** Opening Given information block **
Issue #11205, opened 2021-11-27
Ratchet & Clank: A Crack in Time particles get progressively more broken


JimScript:
Starting with A Crack in Time, every ratchet and clank game has used particles fixed by #10637, but if too many of the effects are overlapped or in memory it will break. It often manifests as white boxes, but it can get to the point where you can see ghosting.
![BCUS98124_screenshot_2021_11_27_10_05_05](https://user-images.githubusercontent.com/66685584/143708919-ee53058b-60b3-4979-9346-ea980ef9540d.png)
RSX Capture:
[BCUS98124_20211127100521_capture.zip](https://github.com/RPCS3/rpcs3/files/7612254/BCUS98124_20211127100521_capture.zip)

System:
- SYS: RPCS3 v0.0.19-13055-44fe6f6d Alpha | HEAD
- SYS: AMD Ryzen 5 3600 6-Core Processor | 12 Threads | 15.95 GiB RAM | TSC: 3.600GHz | AVX+ | FMA3
- SYS: Operating system: Windows, Major: 10, Minor: 0, Build: 19043, Service Pack: none, Compatibility mode: 0
- RSX: Found vulkan-compatible GPU: 'NVIDIA GeForce RTX 2070 SUPER' running on driver 471.68.0.0
- SYS: Firmware version: 4.85

dragonDScript:
Can you reproduce this with the latest RPCS3 update? Seems like they fixed this

JimScript:
By latest update do you mean #11204?
![BCUS98124_screenshot_2021_11_27_10_45_24](https://user-images.githubusercontent.com/66685584/143718594-9fb21b5a-26f8-4d93-bb05-27e64e4b343c.png)
Because it is still broken there, but if you are talking about something else please tell me.

Xcedf:
@JimScript did you try Read Color Buffers?
I have this in QForce
![15](https://user-images.githubusercontent.com/7060586/143718924-39c5f371-13b0-492b-83da-2d7e40b64f01.jpg)
fixed by using RCB
![14](https://user-images.githubusercontent.com/7060586/143718995-fcbe9ac5-cd48-4ec0-a3b5-7387242b6895.jpg)

JimScript:
I have, and it would be a lot worse if I didn't have it on, but it is still there when things get bad enough.

dragonDScript:
+1

kd-11:
[...]

PR #12469, opened 2022-08-05
rsx: Partial handling of surface pitch change

kd-11:
If pitch of a surface is changed, the only way to preserve data is to do a cache flush and rebuild from raw memory. While this is a huge task in and of itself, we do not need to implement all of that. For now, just set erase background flag but keep the old memory access tag. This forces a memory reload.
Of course this setup falls on its face if certain combinations of options are enabled, so I'd like to get some testing going.
I will still implement the full version of this, but it will take a long while to get ready (some re-architecting is required).
The only game I found affected by this issue is R&C ACiT, but I'm sure there are others.

Fixes https://github.com/RPCS3/rpcs3/issues/11205

### DIFF
--- a/rpcs3/Emu/RSX/VK/VKTextureCache.cpp
+++ b/rpcs3/Emu/RSX/VK/VKTextureCache.cpp
@@ -574,6 +574,7 @@ namespace vk
 			view_swizzle = source->native_component_map;
 		}
 
+		image->set_debug_name("Temp view");
 		image->set_native_component_layout(view_swizzle);
 		auto view = image->get_view(rsx::get_remap_encoding(remap_vector), remap_vector);
 
--- a/rpcs3/Emu/RSX/Common/surface_store.h
+++ b/rpcs3/Emu/RSX/Common/surface_store.h
@@ -469,6 +469,12 @@ namespace rsx
 					free_rsx_memory(Traits::get(surface));
 					Traits::notify_surface_invalidated(surface);
 
+					if (old_surface_storage)
+					{
+						// Pitch-converted data. Send to invalidated pool immediately.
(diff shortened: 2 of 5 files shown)


JimScript:
BCUS98124_screenshot_2022_08_05_12_52_47
Hey, it fixes the blocking problem, but my RTX 2070 super is at 91% at this scene. I'm going to assume this is normal, but I have to ask if it is. Also this problem affects later R&C games as well, but just more intermittently.

Jonathan44062:
This fixes when you use Ryno V
Master
https://user-images.githubusercontent.com/78843189/183151338-f33a69ea-80cf-49b8-a44c-f285a410a430.mp4
PR
https://user-images.githubusercontent.com/78843189/183152461-d882415f-f92a-4131-8ca2-26fe1e9a1332.mp4

kd-11:
> Hey, it fixes the blocking problem, but my RTX 2070 super is at 91% at this scene. I'm going to assume this is normal, but I have to ask if it is. Also this problem affects later R&C games as well, but just more intermittently.

Performance is a little weird with some of the games in this series. It will be fixed in future.

rpcs3/Emu/RSX/VK/VKTextureCache.cpp
```diff
@@ -574,6 +574,7 @@ namespace vk
 			view_swizzle = source->native_component_map;
 		}
 
+		image->set_debug_name("Temp view");
```
Megamouse, line 577: are these meant for master ?
just wondering.

kd-11: Yes, they show up in renderdoc so its good to keep them.

Augusto7743:
@kd-11
Thanks very much.

PR #12470, opened 2022-08-05
cellPngEnc: add some error checks

Megamouse:
This is LLE'd by default, so this is currently unused anyway

### DIFF
--- a/rpcs3/Emu/Cell/Modules/cellPngEnc.h
+++ b/rpcs3/Emu/Cell/Modules/cellPngEnc.h
@@ -78,32 +78,34 @@ enum CellPngEncLocation
 
 //typedef void *CellPngEncHandle;
 
-struct CellPngEncExParam
+struct CellPngEncExParam // Size 8
 {
 	be_t<s32> index;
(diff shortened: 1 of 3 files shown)


rpcs3/Emu/Cell/Modules/cellPngEnc.h
```diff
@@ -166,4 +170,5 @@ struct CellPngEncStreamInfo
 	be_t<u32> streamSize; // usz
 	be_t<u32> processedLine;
 	be_t<u64> userData;
+	// TODO: where are the missing 4 bytes?
```
elad335, line 173: It's an alignment thing, it aligns the size to alignof(T) at the end of the structure to support aligned arrays of the type.

Megamouse: I know. I just don't want to bother right now

onenbutalone4:
last good update to me. After this up next ones got my NFS Undercover <<nothing>>(it doesn't work with next updates)

PR #12471, opened 2022-08-06
Qt6 port

Megamouse:
Not concidered for merge.
Missing at least one feature (windows taskbar stuff).

Just testing CI etc.

TODO:
- [x] Test music handler
- [x] Test play sound
- [ ] Add taskbar stuff when available


jbeich:
Apply https://github.com/Megamouse/rpcs3/pull/10 to fix FreeBSD CI. See https://github.com/jbeich/rpcs3/runs/7964430158

.ci/build-mac.sh
```diff
@@ -6,7 +6,7 @@ brew install llvm@13 sdl2 nasm qt@5 ninja cmake glew git p7zip create-dmg ccache
 export MACOSX_DEPLOYMENT_TARGET=11.6
 export CXX=clang++
 export CC=clang
-export Qt5_DIR="/usr/local/opt/qt@5/lib/cmake/Qt5"
+export Qt6_DIR="/usr/local/opt/qt@6/lib/cmake/Qt6"
```
UltraHDR, line 9: Can you please replace `qt@5` to `qt@6` on line 4 of the file? Thanks

Margen67:
Why isn't this considered for merge?

AniLeo:
Will break compatibility with older Windows systems and might break AppImages for some distros at first. Some heads up is needed before the merge to adjust minimum requirements if there are no other solutions. We're dropping bionic next April as it reaches EOL and switching the AppImage base to focal so that might help with compatibility on the Linux side.

Margen67:
> Will break compatibility with older Windows systems

What about supporting both Qt5 and Qt6?

MSuih:
What about qt6 is so important that it'd justify the maintenance burden and added complexity? Qt5 seems to work just fine right now, I don't see why we would need to rush with this

Margen67:
> What about qt6 is so important that it'd justify the maintenance burden and added complexity? Qt5 seems to work just fine right now, I don't see why we would need to rush with this

That's reasonable as long as the main reason isn't to keep support for irrelevant OSes: 
https://store.steampowered.com/hwsurvey/Steam-Hardware-Software-Survey-Welcome-to-Steam?platform=pc

elad335:
I don't know how it is that related but we are definitely not dropping Win7 support anytime soon.

Romano44:
I'll show ya about "irrelevant" OS! Someone hold my beer...

yann-boyer:
Qt6 port would be great appreciated because the last QT 5 LTS(Long Term Support) version is supported until May 2023, after that QT 5 will be almost completely dead and deprecated...

AniLeo:
I think this has to wait before we move away from Ubuntu 18.04 LTS to generate AppImages regardless

Romano44:
Many projects still use old GTK2 and they work fine. QT is really only for GUI(+sound) and it just works. No need for "support" regarding that? Unless its sound backend become issue which I could then understand, why switch to QT6 and cut older Windows base(however small), only due to GUI backend? 
Yuzu at least had a reason, they changed memory handling, Ryujinx too yet that one actually still works(it automatically switch to older, slower memory handling). 
Please, if you ever make RPCS3 incompatible with Windows 7 one day, at least make it for a good reason, like an actual desirable core/memory code change(or if sound become an issue), not just for a GUI backend switch for gods sake!

yann-boyer:
> Many projects still use old GTK2 and they work fine. QT is really only for GUI(+sound) and it just works. No need for "support" regarding that? Unless its sound backend become issue which I could then understand, why switch to QT6 and cut older Windows base(however small), only due to GUI backend? Yuzu at least had a reason, they changed memory handling, Ryujinx too yet that one actually still works(it automatically switch to older, slower memory handling). Please, if you ever make RPCS3 incompatible with Windows 7 one day, at least make it for a good reason, like an actual desirable core/memory code change(or if sound become an issue), not just for a GUI backend switch for gods sake!

On Windows you can run an outdated Qt version, it's okay, but on Linux, no you can't.
On Linux a library is usually get from a package on a repository with a package manager, if the library isn't in your repo, good luck to use and/or compile stuff that use this lib, Qt 5.15 LTS(the last Qt 5 version) will be deprecated in May 2023, so, soon after this deprecation all distro maintainers will start to remove Qt 5 from their repositories because it's obsolete/deprecated.

I know that Linux is a minority of people, but if RPCS3 support Linux they should try to not break itself on Linux, that's it.

Romano44:
@yann-boyer If an application is relevant(and RPCS3 is), they will always ship it, along with required dependencies. You still find python 2, GTK 2, SDL 1 and so many others in repos because there are apps that are considered important to have that use them. So I wouldn't worry about that. If they can keep old GTK, I don't see why they couldn't keep old QT.

jbeich:
May need a rebase after 681a6ef73ca1:
```c++
rpcs3/rpcs3qt/gs_frame.cpp:358:5: error: use of undeclared identifier 'QSound'
                                QSound::play(qstr(sound_path));
                                ^
```

qurious-pixel:
Was able to build and package AppImage using gcc-11 and clang-14 with the latest commit   https://github.com/RPCS3/rpcs3/pull/12471/commits/9a0490114383403f00f53dabf0373b75f132685e 
on Ubuntu-18.04

[gcc-11](https://github.com/qurious-pixel/rpcs3/suites/10775623190/artifacts/541441163) 

[clang-14 ](https://github.com/qurious-pixel/rpcs3/suites/10779270715/artifacts/541690358) 

Qt 6.5.0 was built from source and packaged to speedup build time.

qurious-pixel:
`$QT_VER_MAIN` and `$QT_VER` should be global variables or passed to **linux** and **mac** tasks in [.cirrus.yml](https://github.com/Megamouse/rpcs3/blob/Qt6-fun/.cirrus.yml)

Megamouse:
> `$QT_VER_MAIN` and `$QT_VER` should be global variables or passed to **linux** and **mac** tasks in [.cirrus.yml](https://github.com/Megamouse/rpcs3/blob/Qt6-fun/.cirrus.yml)

Thanks. that seems to work.

Valtekken:
This is just a tangentially relevant comment, but thanks to both Chrome and Steam announcing the end of support for Windows 7 and 8.1, the negative effects of dropping Qt5 (and Windows 7+8.1) should be largely mitigated now.
Screenshot_20230408-133405~2

Asinin3:
This PR fixes a long-standing issue I have had (which only seems to affect me...) That has caused me grief for a year and a half. 

In QT5 I intermittently got a major scaling bug. Reinstalling/DDUing drivers, reinstalling Windows 10 22H2, Updating to Windows 11, manually setting QT Config files to work with DPI Scaling, you name it, I tried it. The issue was intermittent and would fix itself after a reboot sometimes. I tried uninstalling all my other applications that use QT as well as I believed it to be some kind of conflict with QT Itself breaking due to other software running on my system rather than RPCS3. But nothing fixed it.
image


Whenever I was affected by this bug, I could close and re-open RPCS3 as many times as I want and it would still be there. And thats why this screenshot of me showing RPCS3 on QT5 (Left) and RPCS3 on QT6 (Right) confirms that the issue is resolved:
image
You have no idea how happy this makes me.

MastaG:
Is this PR ready to be compiled and tested on Linux?
I'd like to try it out on Fedora 38 to see if Wayland support is in better shape compared to Qt5 where I always have to specify QT_QPA_PLATFORM=xcb in order to not have it crashing on me.

Megamouse:
Testing is always welcome

MastaG:
Alright from my initial testing, it seems to behave the same as qt5.
The same bugs still exist though.
I'm running Fedora 38 (default Genome desktop on wayland) which ships qt6 version 6.5.2.
First of all, rpcs3 still segfaults when closing the emulator, just by opening and closing the emulator without running any games.
It happens both on QT_QPA_PLATFORM=xcb and wayland.
I've reported this one here: https://github.com/RPCS3/rpcs3/issues/13981

Secondly when running QT_QPA_PLATFORM=wayland, the dedicated nvidia GPU cannot be used and will segfault the emulator when starting a game.
Since wayland seems to be the default QPA platform on Fedora, I have to explicitly specify QT_QPA_PLATFORM=xcb so I can use the nvidia GPU instead of the intel integrated one for the Vulkan renderer.

MilkManEX:
As of this update, RPCS3 only opens on my secondary monitor. If I move the main app window the the main monitor, the dropdown menus open on the edge of the secondary monitor. Reverting to 15417 fixes it, and every build after is broken again.

readywer:
> As of this update, RPCS3 only opens on my secondary monitor. If I move the main app window the the main monitor, the dropdown menus open on the edge of the secondary monitor. Reverting to 15417 fixes it, and every build after is broken again.

Create a regression report with all the required information don't comment under already merged commits.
** Closing Given information block **
--- Action item ---
Please report all lines in the entries where "know" appears.

--- Solution to this task ---
Megamouse: I know. I just don't want to bother right now
I don't know how it is that related but we are definitely not dropping Win7 support anytime soon.
I know that Linux is a minority of people, but if RPCS3 support Linux they should try to not break itself on Linux, that's it.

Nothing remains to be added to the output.